Task to complete: Filter the entries below, keeping only lines with "will".

Source information:
PR #431, opened 2017-10-04
Add anchor with name of bug patterns

### LINKED ISSUE #430: Bug descriptions
The URL for bug descriptions does not support anchor with bug id.

https://github.com/spotbugs/spotbugs/blob/bfeb57de30ab97746b7195f1e693883d261df5a4/spotbugs/etc/messages.xml#L18-L21

For example :
https://spotbugs.readthedocs.io/en/latest/bugDescriptions.html#FI_EMPTY

KengoTODA:
staging site: http://spotbugs-in-kengo-toda.readthedocs.io/en/issue-430/bugDescriptions.html#FI_EMPTY

This PR closes #430. This change will add new anchor, so existing anchor will not deleted.

### DIFF
--- a/docs/extensions/generate_bug_description.py
+++ b/docs/extensions/generate_bug_description.py
@@ -37,7 +37,7 @@ def generate_bug_description(language):
                 if (bug_pattern.get('deprecated') == 'true'):
                     continue
                 type = bug_pattern.get('type')
-                bug_description_page.write(".. _%s:\n\n" % type)
+                bug_description_page.write(".. raw:: html\n\n  <a id='%s'></a>\n\n" % type)
                 message = messages.find(".//BugPattern[@type='%s']" % type)
                 pattern_title = generate_pattern_title(bug_pattern, message)
                 bug_description_page.write("%s\n%s\n\n" % (pattern_title, '^' * len(pattern_title)))
--- a/docs/extensions/generate_bug_description.py
+++ b/docs/extensions/generate_bug_description.py
@@ -20,7 +20,7 @@ def generate_bug_description(language):
     else:
         messages = parse('../spotbugs/etc/messages.xml')
 
-    with codecs.open('generated/bugDescriptionList.rst', 'w', encoding='UTF-8') as bug_description_page:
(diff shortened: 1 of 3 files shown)


docs/extensions/generate_bug_description.py
```diff
@@ -37,6 +37,7 @@ def generate_bug_description(language):
                 if (bug_pattern.get('deprecated') == 'true'):
                     continue
                 type = bug_pattern.get('type')
+                bug_description_page.write(".. raw:: html\n\n  <a id='%s'></a>\n\n" % type)
```
iloveeclipse: The anchor is added to the **previous** bug pattern:
```
<div class="section" id="np-equals-method-does-not-check-for-null-argument-np-equals-should-handle-null-argument">
<h3>NP: equals() method does not check for null argument (NP_EQUALS_SHOULD_HANDLE_NULL_ARGUMENT)<a class="headerlink" href="#np-equals-method-does-not-check-for-null-argument-np-equals-should-handle-null-argument" title="Permalink to this headline">¶</a></h3>
<p>
This implementation of equals(Object) violates the contract defined
by java.lang.Object.equals() because it does not check for null
being passed as the argument.  All equals() methods should return
false if passed a null value.
</p><a id='FI_EMPTY'></a></div>
<div class="section" id="fi-empty-finalizer-should-be-deleted-fi-empty">
<h3>FI: Empty finalizer should be deleted (FI_EMPTY)<a class="headerlink" href="#fi-empty-finalizer-should-be-deleted-fi-empty" title="Permalink to this headline">¶</a></h3>
<p> Empty <code>finalize()</code> methods are useless, so they should
be deleted.</p><a id='FI_NULLIFY_SUPER'></a></div>
```

KengoTODA: This is necessary to display bug descriptor name (`<h3>`) in the first view. If we put anchor like `<a id='FI_EMPTY'>` after `<div class="section">` or `<h3>`, first view will not display descriptor name.

Ideally we should put this anchor between `<div class="section">` and `<h3>`, but it is not supported by Sphinx.

iloveeclipse: OK, thanks.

Solution to the problem:
This PR closes #430. This change will add new anchor, so existing anchor will not deleted.
KengoTODA: This is necessary to display bug descriptor name (`<h3>`) in the first view. If we put anchor like `<a id='FI_EMPTY'>` after `<div class="section">` or `<h3>`, first view will not display descriptor name.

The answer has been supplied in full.